#### MATERIAL FOR THE TASK

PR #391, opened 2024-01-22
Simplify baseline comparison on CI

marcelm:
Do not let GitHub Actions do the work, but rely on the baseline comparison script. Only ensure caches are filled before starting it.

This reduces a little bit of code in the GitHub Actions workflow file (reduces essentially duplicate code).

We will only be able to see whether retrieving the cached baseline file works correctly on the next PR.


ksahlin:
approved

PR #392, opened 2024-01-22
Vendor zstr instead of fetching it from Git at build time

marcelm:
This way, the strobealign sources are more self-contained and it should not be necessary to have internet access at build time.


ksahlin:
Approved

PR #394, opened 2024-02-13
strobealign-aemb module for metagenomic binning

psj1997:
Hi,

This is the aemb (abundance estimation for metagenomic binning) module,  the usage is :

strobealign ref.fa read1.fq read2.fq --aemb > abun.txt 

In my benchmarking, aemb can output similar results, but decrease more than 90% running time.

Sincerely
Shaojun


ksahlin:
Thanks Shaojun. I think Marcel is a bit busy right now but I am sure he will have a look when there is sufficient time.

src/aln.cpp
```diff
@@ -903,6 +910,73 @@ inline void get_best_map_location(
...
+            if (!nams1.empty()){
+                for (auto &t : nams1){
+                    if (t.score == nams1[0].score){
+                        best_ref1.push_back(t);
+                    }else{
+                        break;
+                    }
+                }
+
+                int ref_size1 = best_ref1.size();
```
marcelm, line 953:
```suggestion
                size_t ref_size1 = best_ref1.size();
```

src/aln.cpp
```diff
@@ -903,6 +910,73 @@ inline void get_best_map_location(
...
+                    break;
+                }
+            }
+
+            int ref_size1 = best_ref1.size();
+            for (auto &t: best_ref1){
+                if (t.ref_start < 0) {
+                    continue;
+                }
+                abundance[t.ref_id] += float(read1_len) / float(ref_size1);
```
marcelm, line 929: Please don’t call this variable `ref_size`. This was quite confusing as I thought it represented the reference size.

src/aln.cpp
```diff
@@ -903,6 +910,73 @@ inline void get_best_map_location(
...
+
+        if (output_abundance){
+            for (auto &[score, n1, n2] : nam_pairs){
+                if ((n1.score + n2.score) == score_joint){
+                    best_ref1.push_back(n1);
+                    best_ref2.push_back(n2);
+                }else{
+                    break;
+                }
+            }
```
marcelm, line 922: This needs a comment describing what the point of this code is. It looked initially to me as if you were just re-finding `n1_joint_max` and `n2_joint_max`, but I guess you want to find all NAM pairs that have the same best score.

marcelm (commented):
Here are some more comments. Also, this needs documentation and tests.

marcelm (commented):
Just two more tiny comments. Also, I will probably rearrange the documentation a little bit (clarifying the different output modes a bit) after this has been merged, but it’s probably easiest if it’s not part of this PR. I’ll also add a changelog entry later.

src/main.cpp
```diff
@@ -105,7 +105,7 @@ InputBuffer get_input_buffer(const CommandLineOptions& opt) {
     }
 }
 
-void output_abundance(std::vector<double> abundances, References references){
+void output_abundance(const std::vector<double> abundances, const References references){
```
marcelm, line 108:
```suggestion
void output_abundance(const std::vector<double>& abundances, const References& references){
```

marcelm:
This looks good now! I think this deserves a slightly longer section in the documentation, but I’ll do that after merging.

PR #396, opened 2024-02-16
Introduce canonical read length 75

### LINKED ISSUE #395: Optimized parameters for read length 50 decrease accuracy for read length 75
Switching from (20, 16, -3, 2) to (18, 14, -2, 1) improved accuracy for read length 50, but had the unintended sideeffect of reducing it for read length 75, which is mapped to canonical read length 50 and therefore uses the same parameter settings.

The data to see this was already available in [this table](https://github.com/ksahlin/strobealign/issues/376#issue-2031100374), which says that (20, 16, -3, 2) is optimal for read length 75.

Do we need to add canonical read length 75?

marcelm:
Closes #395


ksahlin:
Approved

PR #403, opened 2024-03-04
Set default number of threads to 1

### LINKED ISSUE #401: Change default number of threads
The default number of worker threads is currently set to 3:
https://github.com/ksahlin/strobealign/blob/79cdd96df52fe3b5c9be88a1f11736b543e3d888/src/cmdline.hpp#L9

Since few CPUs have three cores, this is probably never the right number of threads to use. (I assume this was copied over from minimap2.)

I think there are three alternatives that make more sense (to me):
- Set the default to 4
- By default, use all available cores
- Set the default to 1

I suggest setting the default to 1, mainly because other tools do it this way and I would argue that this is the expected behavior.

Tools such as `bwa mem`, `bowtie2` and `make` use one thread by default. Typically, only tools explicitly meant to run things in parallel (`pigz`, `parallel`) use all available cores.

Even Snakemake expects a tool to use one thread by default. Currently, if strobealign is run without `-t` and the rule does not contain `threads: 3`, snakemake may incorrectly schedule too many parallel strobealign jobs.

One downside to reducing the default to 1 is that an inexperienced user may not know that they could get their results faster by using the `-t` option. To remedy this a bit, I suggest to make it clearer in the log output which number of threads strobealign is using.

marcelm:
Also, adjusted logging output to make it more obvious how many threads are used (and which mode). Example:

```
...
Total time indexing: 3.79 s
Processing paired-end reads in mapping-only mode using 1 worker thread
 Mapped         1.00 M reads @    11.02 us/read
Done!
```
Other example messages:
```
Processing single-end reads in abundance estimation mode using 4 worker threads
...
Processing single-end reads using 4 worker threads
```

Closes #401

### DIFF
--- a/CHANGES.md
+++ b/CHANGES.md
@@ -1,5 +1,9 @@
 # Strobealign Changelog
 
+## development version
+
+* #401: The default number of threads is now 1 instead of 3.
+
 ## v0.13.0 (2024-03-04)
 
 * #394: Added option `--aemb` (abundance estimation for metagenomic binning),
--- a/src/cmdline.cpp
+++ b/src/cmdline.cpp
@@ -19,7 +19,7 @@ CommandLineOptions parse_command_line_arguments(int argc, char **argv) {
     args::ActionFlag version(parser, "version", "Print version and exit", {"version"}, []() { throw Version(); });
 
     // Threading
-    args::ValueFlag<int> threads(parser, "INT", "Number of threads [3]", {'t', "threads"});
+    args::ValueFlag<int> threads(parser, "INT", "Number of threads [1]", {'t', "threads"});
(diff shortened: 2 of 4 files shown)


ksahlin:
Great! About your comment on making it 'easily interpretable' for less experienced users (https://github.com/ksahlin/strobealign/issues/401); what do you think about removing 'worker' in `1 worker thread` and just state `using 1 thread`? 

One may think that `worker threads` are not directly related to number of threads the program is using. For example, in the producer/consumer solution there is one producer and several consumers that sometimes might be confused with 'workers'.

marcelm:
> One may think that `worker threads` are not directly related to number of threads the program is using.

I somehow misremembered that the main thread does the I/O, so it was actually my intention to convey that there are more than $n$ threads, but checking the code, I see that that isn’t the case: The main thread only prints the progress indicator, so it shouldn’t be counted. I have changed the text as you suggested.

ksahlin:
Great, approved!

########

Among the entries above, copy exactly only the lines starting with the one containing "Closes #395" and going through the one containing "The default number of worker", both ends included.

SOLVED PROBLEM:
Closes #395


ksahlin:
Approved

PR #403, opened 2024-03-04
Set default number of threads to 1

### LINKED ISSUE #401: Change default number of threads
The default number of worker threads is currently set to 3:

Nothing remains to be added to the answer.